The research team found that their models predicted a drop in oceanic oxygen by up to 7% by the year 2100. This may not sound like a huge decrease but it would be enough to kill or seriously harm most sea life, including fish species that humans rely on for food. The ocean already contains just enough oxygen to support marine wildlife. Further exacerbating the problem is the fact that warm water cannot hold onto as much dissolved oxygen as cooler water. This means that as the ocean heats up, it will lose oxygen without being able to replace it. The team predicts that this will cause serious problems in coastal regions that rely on marine tourism and fishing for income, assuming no actions are taken to mitigate global warming.

The authors concluded by noting that "far-reaching implications for marine ecosystems and fisheries can be expected."
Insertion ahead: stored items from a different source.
PR #184, opened 2020-07-15
[CALCITE] Added support for DROP MACRO

AndrewPochapsky:


core/src/main/java/org/apache/calcite/sql/SqlDropMacro.java
```diff
@@ -0,0 +1,32 @@
...
+import org.apache.calcite.sql.parser.SqlParserPos;
+
+/**
+ * Parse tree for {@code DROP MACRO} statement.
+ */
+public class SqlDropMacro extends SqlDropObject {
+  private static final SqlOperator OPERATOR =
+      new SqlSpecialOperator("DROP MACRO", SqlKind.DROP_MACRO);
+
+  /** Creates a SqlDropMacro. */
```
dasch-1, line 28: nit: Use "@code"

An algae-covered public beach in Qingdao, China, 2013. France-Presse — Getty Images

Climate change drivers of marine environmental change

Four principal climate drivers -- pH, temperature, oxygen concentration and food availability -- as identified by the Intergovernmental Panel on Climate Change (IPCC) have wide r4angin impacts on the structure of marine ecosystems, their functioning and capacity to adapt. Climate change is likely to perturb all four with potentially very serious consequences.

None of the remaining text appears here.